Following up on yesterday’s story in which British authorities are seriously considering removing obese children from their parents’ custody, here’s a story of a weight loss camp for young people that seems to be showing some success.
But as the title of the New York Times article about this summer camp, “Priced Out of Weight Loss Camp,” makes clear, its benefits are available only to those whose parents can afford the price tag, along with a small number of campers who receive scholarships.
There are nine million overweight or obese children in the United States. And although the prevalence of childhood obesity has tripled since 1980, there are few comprehensive or affordable programs to treat them. Summer weight loss camps are usually profit-making and can cost more than $1,000 a week. Most insurance does not cover that cost.
For Dr. Walter J. Pories, a well-known gastric bypass surgeon, the dearth of government and insurance financing for such comprehensive weight-loss programs is “the single most frustrating problem in dealing with childhood obesity.”
Children attending programs such as this weight loss camp experience significant weight loss, but then they go back home, where the influences surrounding them are far less conducive to maintaining or furthering their progress.
The big challenge comes later, when children resume their normal routines and confront the smorgasbord that is America — food in their own kitchens and at friends’ homes, fast-food restaurants and school cafeterias.
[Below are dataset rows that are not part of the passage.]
PR #3338, opened 2020-03-31
add code to disable trigger execution during expath pkg installation

chakl:
### Description:

This patch allows to install an expath package with **trigger execution suppressed** during the installation.

There can be cases where the execution of triggers during package installation is unwanted:
- if replication triggers are being used: when a package gets upgraded to a newer version, the old package data gets deleted before re-installing newer data. And replication triggers will propagate these deletions to the replicated DB. Which spoils the idea of replication.
- similar issues with triggers interacting with Amazon AWS S3
- similar issues with triggers interacting with Github/Gitlab

##### Add optional Element `skip-triggers` to file `repo.xml` of a Package

```
<meta xmlns="http://exist-db.org/xquery/repo">
    <description>An app to test trigger behavior</description>
    <author>Me</author>
    <!-- other elements ... -->

    <skip-triggers/>
</meta>
```

If the empty `skip-triggers` element is present in file `repo.xml`, then triggers shall not be executed. If the element is not present, code behavior is unchanged, so this is backwards compatible.

##### Piggyback on existing `DBBroker:isTriggersEnabled()` and `DBBroker:setTriggersEnabled()` Methods

In method `Deployment:deploy()`, method `setTriggersEnabled()` is used to temporarily disable and later re-enable trigger execution state, if the `skip-triggers` element is present in file `repo.xml`.

`setTriggersEnabled()` applies to a single broker instance only. It is used during execution of method `deploy()` in the context of a single broker during package installation, so this should be good for the purpose.

##### All Trigger Usages in Class `NativeBroker` honor the `isTriggersEnabled()` Method

All trigger instantiation and usage cases honor `isTriggersEnabled()` following this pattern:
- trigger instance initialized as `null`
- instantiate trigger only if `isTriggersEnabled() == true`
- protect all uses of potential null object with `if (trigger != null)`

#### Dragons Lurking

While not strictly relevant to the problem at hand (suppress triggers during Xar install), I suspect class `MutableCollection` may need similar treatment.

Caching effects have not been considered yet.

### Reference:

Implemented to meet customer requirements.

### Type of tests:

Works for me.

Seriously: This is a working PoC implementation, comments and criticism welcome.

### DIFF
--- a/exist-core/src/main/java/org/exist/repo/Deployment.java
+++ b/exist-core/src/main/java/org/exist/repo/Deployment.java
@@ -478,9 +478,10 @@ public class Deployment {
                 return Optional.ofNullable(targetCollection.getCollectionPath());
             }
         } catch (final XPathException e) {
+            throw new PackageException("Error found while processing repo.xml: " + e.getMessage(), e);
+	} finally {
             // reset possibly altered trigger state
             broker.setTriggersEnabled(triggerState);
-            throw new PackageException("Error found while processing repo.xml: " + e.getMessage(), e);
         }
     }
 
--- a/exist-core/src/main/java/org/exist/repo/Deployment.java
+++ b/exist-core/src/main/java/org/exist/repo/Deployment.java
@@ -352,6 +352,10 @@ public class Deployment {
         if (repoXML == null) {
             return Optional.empty();
         }
+
+        // remember current trigger state
+        final boolean triggerState = broker.isTriggersEnabled();
+
         try {
             // if there's a <setup> element, run the query it points to
             final Optional<ElementImpl> setup = findElement(repoXML, SETUP_ELEMENT);
@@ -393,9 +397,8 @@ public class Deployment {
                     targetCollection = XmldbURI.SYSTEM.append("repo/" + pkgColl);
                 }
 
-                // skip trigger execution and remember previous state
+                // skip trigger execution if demanded in repo.xml
                 final Optional<ElementImpl> skipTriggers = findElement(repoXML, SKIP_TRIGGERS_ELEMENT);
-                final boolean triggerState = broker.isTriggersEnabled();
                 if(skipTriggers.isPresent()) {
                     broker.setTriggersEnabled(false);
                 }
@@ -475,6 +478,8 @@ public class Deployment {
                 return Optional.ofNullable(targetCollection.getCollectionPath());
             }
         } catch (final XPathException e) {
+            // reset possibly altered trigger state
+            broker.setTriggersEnabled(triggerState);
             throw new PackageException("Error found while processing repo.xml: " + e.getMessage(), e);
         }
     }
--- a/exist-core/src/main/java/org/exist/repo/Deployment.java
+++ b/exist-core/src/main/java/org/exist/repo/Deployment.java
@@ -462,11 +462,6 @@ public class Deployment {
 
                 storeRepoXML(broker, transaction, repoXML, targetCollection, requestedPerms);
 
-                // restore trigger execution to previous state
-                if(skipTriggers.isPresent()) {
-                    broker.setTriggersEnabled(triggerState);
-                }
-
                 // TODO: it should be safe to clean up the file system after a package
                 // has been deployed. Might be enabled after 2.0
                 //cleanup(pkgName, repo);
--- a/exist-core/src/main/java/org/exist/repo/Deployment.java
+++ b/exist-core/src/main/java/org/exist/repo/Deployment.java
@@ -88,6 +88,7 @@ public class Deployment {
     private static final QName POST_SETUP_ELEMENT = new QName("finish", REPO_NAMESPACE);
     private static final QName TARGET_COLL_ELEMENT = new QName("target", REPO_NAMESPACE);
     private static final QName PERMISSIONS_ELEMENT = new QName("permissions", REPO_NAMESPACE);
+    private static final QName SKIP_TRIGGERS_ELEMENT = new QName("skip-triggers", REPO_NAMESPACE);
     private static final QName CLEANUP_ELEMENT = new QName("cleanup", REPO_NAMESPACE);
     private static final QName DEPLOYED_ELEMENT = new QName("deployed", REPO_NAMESPACE);
     private static final QName DEPENDENCY_ELEMENT = new QName("dependency", PKG_NAMESPACE);
@@ -392,6 +393,13 @@ public class Deployment {
                     targetCollection = XmldbURI.SYSTEM.append("repo/" + pkgColl);
                 }
 
+                // skip trigger execution and remember previous state
+                final Optional<ElementImpl> skipTriggers = findElement(repoXML, SKIP_TRIGGERS_ELEMENT);
+                final boolean triggerState = broker.isTriggersEnabled();
+                if(skipTriggers.isPresent()) {
+                    broker.setTriggersEnabled(false);
+                }
+
                 // extract the permissions (if any)
                 final Optional<ElementImpl> permissions = findElement(repoXML, PERMISSIONS_ELEMENT);
                 final Optional<RequestedPerms> requestedPerms = permissions.flatMap(elem -> {
@@ -450,6 +458,11 @@ public class Deployment {
                 }
 
                 storeRepoXML(broker, transaction, repoXML, targetCollection, requestedPerms);
+
+                // restore trigger execution to previous state
+                if(skipTriggers.isPresent()) {
+                    broker.setTriggersEnabled(triggerState);
+                }
 
                 // TODO: it should be safe to clean up the file system after a package
                 // has been deployed. Might be enabled after 2.0
--- a/exist-core/src/main/java/org/exist/storage/NativeBroker.java
+++ b/exist-core/src/main/java/org/exist/storage/NativeBroker.java
@@ -740,13 +740,15 @@ public class NativeBroker extends DBBroker {
             final CollectionCache collectionCache, final Optional<Tuple2<Permission, Long>> creationAttributes)
             throws TriggerException, ReadOnlyException, PermissionDeniedException, LockException, IOException {
 
-        final CollectionTrigger trigger;
-        if(parentCollection == null) {
-            trigger = new CollectionTriggers(this, transaction);
-        } else {
-            trigger = new CollectionTriggers(this, transaction, parentCollection);
+        CollectionTrigger trigger = null;
+        if (isTriggersEnabled()) {
+            if (parentCollection == null) {
+                trigger = new CollectionTriggers(this, transaction);
+            } else {
+                trigger = new CollectionTriggers(this, transaction, parentCollection);
+            }
+            trigger.beforeCreateCollection(this, transaction, collectionUri);
         }
-        trigger.beforeCreateCollection(this, transaction, collectionUri);
 
         final Collection collectionObj = createCollectionObject(transaction, parentCollection, collectionUri, creationAttributes);
         saveCollection(transaction, collectionObj);
@@ -758,7 +760,9 @@ public class NativeBroker extends DBBroker {
 
         collectionCache.put(collectionObj);
 
-        trigger.afterCreateCollection(this, transaction, collectionObj);
+        if (trigger != null) {
+            trigger.afterCreateCollection(this, transaction, collectionObj);
+        }
 
         return collectionObj;
     }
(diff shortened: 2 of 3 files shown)


exist-core/src/main/java/org/exist/repo/Deployment.java
```diff
@@ -392,6 +393,13 @@ private void checkProcessorVersion(final PackageLoader.Version version) throws P
                     targetCollection = XmldbURI.SYSTEM.append("repo/" + pkgColl);
                 }
 
+                // skip trigger execution and remember previous state
+                final Optional<ElementImpl> skipTriggers = findElement(repoXML, SKIP_TRIGGERS_ELEMENT);
+                final boolean triggerState = broker.isTriggersEnabled();
```
dizzzz: more compact would be `skipTriggers.ifPresent(c -> broker.setTriggersEnabled(false));`

exist-core/src/main/java/org/exist/storage/NativeBroker.java
```diff
@@ -740,13 +740,15 @@ public Collection getOrCreateCollection(final Txn transaction, final XmldbURI na
             final CollectionCache collectionCache, final Optional<Tuple2<Permission, Long>> creationAttributes)
             throws TriggerException, ReadOnlyException, PermissionDeniedException, LockException, IOException {
 
-        final CollectionTrigger trigger;
-        if(parentCollection == null) {
-            trigger = new CollectionTriggers(this, transaction);
-        } else {
-            trigger = new CollectionTriggers(this, transaction, parentCollection);
+        CollectionTrigger trigger = null;
```
dizzzz: is the removal of final of line 743 needed? also is the null initialisation needed?

exist-core/src/main/java/org/exist/storage/NativeBroker.java
```diff
@@ -758,7 +760,9 @@ public Collection getOrCreateCollection(final Txn transaction, final XmldbURI na
 
         collectionCache.put(collectionObj);
 
-        trigger.afterCreateCollection(this, transaction, collectionObj);
+        if (trigger != null) {
```
dizzzz: is a NPE really possible? whoops... nice catch

dizzzz:
nice PR, really added value;  I think there should be a test added, `extensions/modules/expathrepo/src/test/java/org/exist/repo/PackageTriggerTest.java` might be an inspiration

exist-core/src/main/java/org/exist/repo/Deployment.java
chakl: Thanks, will consider. For now, too much compaction kills debugging

exist-core/src/main/java/org/exist/collections/triggers/CollectionTriggers.java
```diff
@@ -83,72 +86,88 @@ public void configure(DBBroker broker, Txn transaction, Collection col, Map<Stri
 
     @Override
     public void beforeCreateCollection(DBBroker broker, Txn txn, XmldbURI uri) throws TriggerException {
-        for (CollectionTrigger trigger : triggers) {
-            trigger.beforeCreateCollection(broker, txn, uri);
+        if (!triggersSuspended) {
```
adamretter, line 89: These `triggersSuspended` checks should not be used here. Such checks are already present at the call site in DBBorker. This kinda breaks the responsibility pattern

exist-core/src/main/java/org/exist/collections/triggers/DocumentTriggers.java
```diff
@@ -53,7 +53,9 @@
     private SAXTrigger last = null;
     
     private final List<DocumentTrigger> triggers;
-    
+
+    private boolean skipTriggers = false;
```
adamretter, line 57: Likewise... These `triggersSuspended` checks should not be used here. Such checks are already present at the call site in DBBorker.

exist-core/src/main/java/org/exist/xquery/functions/util/CollectionSuspendTriggers.java
```diff
@@ -0,0 +1,126 @@
...
+
+
+    public CollectionSuspendTriggers(XQueryContext context, FunctionSignature signature) {
+        super(context, signature);
+    }
+
+    /* (non-Javadoc)
+     * @see org.exist.xquery.BasicFunction#eval(org.exist.xquery.value.Sequence[], org.exist.xquery.value.Sequence)
+     */
+    public Sequence eval(Sequence[] args, Sequence contextSequence)
```
adamretter, line 84: IMHO there are are a lot of bad things happening in this function:

1. This can be used by any user to disable all triggers for all brokers. I could issue a series of REST calls which would break anyones app!
2. This disables all triggers for a collection, and is not per-broker. 
3. Disabling triggers should be a temporary measure, as such the design of this function leads to problems with a disable-enable pattern. I would suggest it instead should be refactored as a HoF.

line-o:
@adamretter @brihaye The files of the second commit [PoC] are not part of this PR and will be moved to a separate one. We should continue the discussion there.

chakl:
@adamretter I screwed up adding changes that were meant to go into a separate PR. Removed, sorry for the confusion.

chakl:
> Since we are at it, don't beforeCreateCollection, beforeCopyCollection, beforeMoveCollection, beforeDeleteCollection, beforeUpdateDocument, beforeUpdateDocumentMetadata, beforeCopyDocument, beforeMoveDocument, beforeDeleteDocument lack a try / catch block ?

No. Please head further discussion to #3339, thanks.

exist-core/src/main/java/org/exist/xquery/functions/util/CollectionSuspendTriggers.java
chakl: @adamretter the code ypu are referring to was moved to #3339, let's continue discussion there.
- 1 - can you sketch out that attack scenario? while testing I saw `PermissionDenied` exceptions, so I assumed standard eXist-db access control applies;
- 2 - Yes. That is the purpose of #3339 
- 3 - Fully agree. In a perfect world we would have LISP-style `(with-triggers-disabled (code ...))` where the `with-...` clause does all the setup and teardown actions around `code`. I fear this may not work with multithreaded eXist-db and asynchrnous HTTP I/O, but I'm open for suggestions

adamretter:
>  I screwed up adding changes that were meant to go into a separate PR. Removed, sorry for the confusion.

The additional commits are still in this PR, could you remove them please?

exist-core/src/main/java/org/exist/repo/Deployment.java
```diff
@@ -462,6 +478,8 @@ private void checkProcessorVersion(final PackageLoader.Version version) throws P
                 return Optional.ofNullable(targetCollection.getCollectionPath());
             }
         } catch (final XPathException e) {
+            // reset possibly altered trigger state
+            broker.setTriggersEnabled(triggerState);
```
adamretter, line 482: This isn't strong enough... consider using a try/finally mechanism

exist-core/src/main/java/org/exist/repo/Deployment.java
```diff
@@ -392,6 +397,12 @@ private void checkProcessorVersion(final PackageLoader.Version version) throws P
                     targetCollection = XmldbURI.SYSTEM.append("repo/" + pkgColl);
                 }
 
+                // skip trigger execution if demanded in repo.xml
+                final Optional<ElementImpl> skipTriggers = findElement(repoXML, SKIP_TRIGGERS_ELEMENT);
+                if(skipTriggers.isPresent()) {
```
adamretter, line 402: Should we perhaps check for `<skipTriggers>true</skipTriggers>` seems more natural

exist-core/src/main/java/org/exist/repo/Deployment.java
chakl: You're right, thanks

exist-core/src/main/java/org/exist/repo/Deployment.java
chakl: Hm, to me the empty but present `skip-triggers` element feels more natural, but I don't mind. Whatever exist-core prefers to see.

line-o: Reading through the [repo documentation](http://exist-db.org/exist/apps/doc/repo.xml#sect-repoxml), what about
`<triggers skip="{true/false}" />` similar to the permissions setting?

chakl:
I added a test based on the test @dizzzz suggested. I'm not sure how to link it to the test run

exist-core/src/main/java/org/exist/repo/Deployment.java
chakl: @line-o yet another option, I really don't mind the representation. Shall we vote or who's the dictator?

chakl:
Ah yes, I have seen these places when looking where triggers are used. Related, but not in the scope of this PR IMHO

exist-core/src/main/java/org/exist/repo/Deployment.java
adamretter: No dictators here, just consensus.

line-o: If I have to sell my proposal: `<triggers />` is easier to extend. The attribute name `execute-on-install` is easy to grasp. `on|off` or `true|false` should not matter, but depends on the current implementation what counts as a boolean.

chakl:
@dizzzz Can you give me some guidance regarding the test for this feature? I have added a `PackageSkipTriggerTest` much like the `PackageTriggerTest` that you mentioned. As in your example with the `triggertest-1.0.0.xar` package, I install a  xar file crafted for this test (which would log trigger execution). The test then verifies that no trigger execution was logged.
How would I integrate this particular test into the test suite? Thanks

exist-core/src/main/java/org/exist/repo/Deployment.java
adamretter: @chakl @line-o I would suggest `<triggers skip-on-install="true"/>`

adamretter: Also what happens with uninstall of the app? Are triggers notified?

adamretter:
Hmm it has just occurred to me that there may actually be valid reasons for not doing this in quite this way.

What happens if I have configured a Trigger that I want to be notified when things in the db happen? Wouldn't this cause anything to do with installing/uninstalling this app (and all of it's content) to be invisible to it?

If so... then the approach taken is too granular. I would suggest instead that Triggers are given additional events - e.g. `startAppInstall` and `endAppInstall` - it is then up to each Trigger whether to ignore the events between those two markers or not. I think this should solve your use-case and not break the other peoples use cases for Triggers.

chakl:
Thanks for your input. Yes, the current state of this patch is to disable all trigger execution on the single broker instance that is installing the package, during the time period in which the package files get installed. So that broker would not fire any triggers during execution of the `Deployment:deploy()` method. Other broker threads would not be affected.

To be honest, I have not considered the scenario you describe, need to check.

And thanks for the constructive trigger event suggestions, need to think about this, not sure I like their implications :)

chakl:
Thanks for your input. Yes, the current state of this patch is to disable all trigger execution on the single broker instance that is installing the package, during the time period in which the package files get installed. So that broker would not fire any (inherited?) triggers during execution of the `Deployment:deploy()` method. Other broker threads would not be affected.

To be honest, I have not considered the scenario you describe, need to check. If it does break things it is wrong.

And thanks for the constructive trigger event suggestions, need to think about this, not sure I like the implications :)

chakl:
sorry

adamretter:
> not sure I like their implications

What are the implications that you see?

chakl:
triggers are stateless AFAICS. `startAppInstall` would impose state that needs to be kept somewhere. This state would be used by other triggers to decide "should I fire" - if I understand you correctly. Imposing state on triggers would need massive changes and add quite a lot of complexity.

adamretter:
@chakl Triggers definitely are not stateless ;-)

chakl:
Ermm? trigger instances get created in the context of methods that use them and get thrown away on method return. Where is state then?

chakl:
> Triggers definitely are not stateless ;-)

Got me a code pointer, please?

adamretter:
@chakl sure just look at some of the triggers that ship with eXist-db in the package `org.exist.collections.triggers`

chakl:
yes I did. Where is "not stateless" that you mentioned?

adamretter:
@chakl Erm... Several of those triggers have mutable class members for keeping state!?!

chakl:
ok will look into it, thanks

chakl:
closing, needs different approach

Dr. Pories, who also heads the Metabolic Institute at East Carolina University, found that children lost an average of about 8 percent of their body weight in a program he studied over three years; but two-thirds regained all or part of their weight.
Even Dr. Pories, who has been involved in promoting weight loss camp scholarships for underprivileged children in eastern North Carolina, says, “A two-thirds failure rate is not acceptable.”
One can readily agree that two-thirds failure rate is unacceptable while also noting that a one-third success rate is far superior to a zero success rate.
The overweight and obesity crisis is real. Solutions are desperately needed. Weight loss camps like this one may be a ray of light entering a dark room. They’re a starting point, but ultimately will only make a lasting difference if they are part of a much broader national program.
The Daily HIT will continue to follow developments in the search for workable solutions to the obesity crisis. What works in Japan or England may not be precisely the right strategy for the United States, but if we can learn from each other’s successes and failures, there may be a long-term solution just over the horizon. One can hope.